Cincuenta o sesenta personas rodeaban, insultaban y amenazaban a cuatro agentes que aguantaban estoicos el chaparrón. El detenido estaba esposado entre los policías y su coche, cuyas luces azules giraban.
—¡Maderos fuera del barrio!
Otros corearon la consigna: «¡Maderos fuera del barrio!». Fue arremolinándose más gente. Observaba todo desde una prudente distancia. Aquello me atraía y repelía a la vez.
Irina X estaba en Marbella o en Cataluña o en Castilla, unida a un viejo al que le gustaba poner inyecciones, oía dentro de mi cabeza.
Llegaron dos furgonetas, de las que bajó una docena de agentes con cascos y escudos. El griterío y los insultos arreciaron, y empezaron a llover piedras, palos, botellas e incluso alguna zapatilla sobre los antidisturbios, que cargaron contra el gentío. Apostado en una esquina, fotografiaba aquella lucha. A escasos metros de mí un viejo recibió dos porrazos. Arrodillado, se tapaba la cara con las manos. Un policía le golpeó en las costillas, y el golpe también me dolió a mí. El policía me vio y avanzó con la porra levantada. Por fortuna, alguien le empujó por detrás y se volvió, olvidándose de mí. Como para ir a casa tenía que atravesar el campo de batalla, dirigí mis pasos hacia la Vinícola Mentridana, para esperar allí a que se apaciguara el tumulto.
Pedí un café. El local, refugio de anarquistas, tenía un aire decimonónico, con ventiladores en el techo, columnas de hierro fundido pintadas de marrón, mesas de madera y estanterías de apariencia vetusta repletas de botellas de vino. Algunas noches desplegaban una bandera republicana, y en los servicios proliferaban las pintadas políticas.

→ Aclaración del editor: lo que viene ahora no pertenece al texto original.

PR #541, opened 2023-01-03
[CN-449] add connectivity check to wan replication cr

kutluhanmetin:
## Description

- While applying WAN Replication
```
cat <<EOF | kubectl apply -f -
kind: WanReplication
metadata:
  name: example-wan-replication
spec:
  resources:
    - name: hazelcast-first
      kind: Hazelcast
  targetClusterName: dev
  endpoints: "<SECOND-CLUSTER-EXTERNAL-IP>"
EOF
```

The sidecar container inside Hazelcast Pod tries a TCP Connection to the target cluster specified as `SECOND-CLUSTER-EXTERNAL-IP`. 

## User Impact
When creating a WAN Replication CR, user is going to be sure that target cluster is reachable.


kutluhanmetin:
This is blocked by: https://github.com/hazelcast/hazelcast-platform-operator-agent/pull/40. Before merging this PR, new agent version must be released, and it must be updated in operator with this PR.

controllers/hazelcast/wanreplication_controller.go
```diff
@@ -165,6 +190,30 @@ func (r *WanReplicationReconciler) Reconcile(ctx context.Context, req ctrl.Reque
 	return updateWanStatus(ctx, r.Client, wan, wanSuccessStatus())
 }
 
+func checkConnectivity(ctx context.Context, m *mtls.Client, endpoints string, memberAddresses []string) error {
+	for _, memberAddress := range memberAddresses {
```
dzeromski-hazelcast, line 194: I think we can run test on a random node. No need to check if all of them have access. What do you think?

controllers/hazelcast/wanreplication_controller.go
```diff
@@ -165,6 +190,30 @@ func (r *WanReplicationReconciler) Reconcile(ctx context.Context, req ctrl.Reque
...
+		p, err := pinger.NewPinger(&pinger.Config{
+			MemberAddress: memberAddress,
+			MTLSClient:    m,
+		})
+		if err != nil {
+			return err
+		}
+
+		ping, err := p.Ping(ctx, endpoints)
```
dzeromski-hazelcast, line 203: Can we drop `ping` return value? Looks like `ping` and `err` are exclusive. Only one variable is set so we can simplify and just check for `err`?

controllers/hazelcast/wanreplication_controller.go
```diff
@@ -3,7 +3,10 @@ package hazelcast
 import (
 	"context"
 	"encoding/json"
+	"errors"
 	"fmt"
+	"github.com/hazelcast/hazelcast-platform-operator/internal/mtls"
```
dzeromski-hazelcast, line 8: can we keep stdlib imports separate from our and third-party imports?

internal/pinger/pinger.go
```diff
@@ -0,0 +1,44 @@
+package pinger
+
+import (
+	"context"
+	"github.com/hazelcast/hazelcast-platform-operator/internal/mtls"
+	"github.com/hazelcast/hazelcast-platform-operator/internal/rest"
```
dzeromski-hazelcast, line 6: Separate stdlib imports? :)

internal/rest/pinger_service.go
```diff
@@ -0,0 +1,47 @@
...
+		return nil, err
+	}
+
+	return &PingerService{client: &Client{
+		BaseURL: b,
+		client:  c,
+	}}, nil
+}
+
+type PingRequest struct {
```
dzeromski-hazelcast, line 25: Can we define `PingRequest` and `PingResponse` in operator-agent and then import it? Just like we do for other services?

internal/rest/pinger_service.go
```diff
@@ -0,0 +1,47 @@
...
+
+func (p *PingerService) Ping(ctx context.Context, r *PingRequest) (*PingResponse, *http.Response, error) {
+	u := "ping"
+
+	uploadReq, err := p.client.NewRequest("POST", u, r)
+	if err != nil {
+		return nil, nil, err
+	}
+
+	var uploadResp *PingResponse
```
dzeromski-hazelcast, line 41: We define here `*PingResponse` nil pointer. Shouldn't we define normal struct `PingResponse` here and pass pointer to `.Do` methods so that we have a storage for the struct?

internal/pinger/pinger.go
```diff
@@ -0,0 +1,44 @@
...
+	service *rest.PingerService
+	config  *Config
+}
+
+type Config struct {
+	MemberAddress string
+	MTLSClient    *mtls.Client
+}
+
+func NewPinger(config *Config) (*Pinger, error) {
```
dzeromski-hazelcast, line 20: Not sure this is the best name. Could we maybe switch to something like "ConnectivityService" or "Dial". We are not doing icmp pings like the name "Pinger" could imply.

dzeromski-hazelcast (approved):

controllers/hazelcast/wanreplication_controller.go
kutluhanmetin: I didn't understand the reason actually. Because we have a source cluster and a target cluster. Target cluster should be reachable from all the members of the source cluster I think.

internal/rest/pinger_service.go
kutluhanmetin: Well, I think it is a general issue we need to talk about it. Because I didn't release the agent yet, It is also in review. I think we have two options to resolve this problem:
- Monorepo (I strongly suggest adding monorepo codebase to operator repository)
- Break the dependency to agent code like I did in this PR, and keep them sync all the time.

controllers/hazelcast/wanreplication_controller.go
kutluhanmetin: Done 👍

internal/pinger/pinger.go
kutluhanmetin: Done 👍

internal/rest/pinger_service.go
kutluhanmetin: Done 👍

controllers/hazelcast/wanreplication_controller.go
kutluhanmetin: Done 👍

api/v1alpha1/hazelcast_types.go
```diff
@@ -272,12 +272,12 @@ func (c *UserCodeDeploymentConfig) IsConfigMapEnabled() bool {
...
 type AgentConfiguration struct {
 	// Repository to pull Hazelcast Platform Operator Agent(https://github.com/hazelcast/platform-operator-agent)
-	// +kubebuilder:default:="docker.io/hazelcast/platform-operator-agent"
+	// +kubebuilder:default:="docker.io/kutluhanhazelcast/platform-operator-agent"
 	// +optional
 	Repository string `json:"repository,omitempty"`
 
 	// Version of Hazelcast Platform Operator Agent.
-	// +kubebuilder:default:="0.1.12"
+	// +kubebuilder:default:="0.1.14"
```
mtyazici, line 280: We should revert it when we decide to merge the PR.

controllers/hazelcast/wanreplication_controller.go
```diff
@@ -63,6 +69,45 @@ func (r *WanReplicationReconciler) Reconcile(ctx context.Context, req ctrl.Reque
 	}
 	ctx = context.WithValue(ctx, LogKey("logger"), logger)
 
+	for _, rr := range wan.Spec.Resources {
```
mtyazici, line 72: Should we take this part into a function? Also this logic should be put after the finalizer executor logic since any error in this part can prevent the resource from getting deleted.

mtyazici (changes requested):
Left some comments about the reconciler function :+1:

api/v1alpha1/hazelcast_types.go
kutluhanmetin: I know 👍

internal/rest/pinger_service.go
kutluhanmetin: Added a retro item for this one

controllers/hazelcast/wanreplication_controller.go
```diff
@@ -165,6 +176,56 @@ func (r *WanReplicationReconciler) Reconcile(ctx context.Context, req ctrl.Reque
...
+			}
+			hzResourceName = m.Spec.HazelcastResourceName
+		}
+
+		statusService, ok := r.statusServiceRegistry.Get(types.NamespacedName{
+			Namespace: req.Namespace,
+			Name:      hzResourceName,
+		})
+		if !ok {
+			logger.Error(errors.New("get Hazelcast Status Service failed"), "")
```
mtyazici, line 202: Should we return the error here instead of logging?

kutluhanmetin: Done.

controllers/hazelcast/wanreplication_controller.go
dzeromski-hazelcast: Does replication run on all nodes or just the main node? In addition iterating over all members will be slow for large clusters. If you want to keep it then we should use concurrency here like we do in backup and restore.

kutluhanmetin: Added the following commit on agent side to make it concurrent and limit with timeout:
https://github.com/hazelcast/hazelcast-platform-operator-agent/pull/40/commits/4d5de46bf8de16e09bc2baa034b3233470bfca99

mtyazici (approved):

Acababan de servirme el café cuando entró Berberán, un tipo de unos cincuenta y cinco años, con calva y pelo largo y cano por detrás, al que le gustaba escucharse y que, como yo, a veces también iba a leer a los cafés, en su caso regando la lectura con un gin-tonic. Era profesor de filosofía en un instituto. Alguna tarde me lo había encontrado a las puertas del teatro Valle Inclán, o en la Filmoteca, el modernista cine Doré, a la que yo iba de vez en cuando para ver películas antiguas. En otra ocasión le había visto salir de una oficina de empleo temporal gritando a pleno pulmón «¡Sinvergüenzas!», para echar luego a andar por la calle con aire digno y retador, la barriga desafiante como una vela hinchada por el viento, y volverse, ya lejos, y repetir el grito: «¡Sinvergüenzas!». Berberán me vio y fue a mi encuentro. Con un pañuelo blanco manchado de sangre se tapaba una ceja. Era miembro de las Brigadas Vecinales de Observación de los Derechos Humanos. En una ocasión había intentado captarme, cuando, recién llegado al barrio, me ahogaba en plena crisis existencial.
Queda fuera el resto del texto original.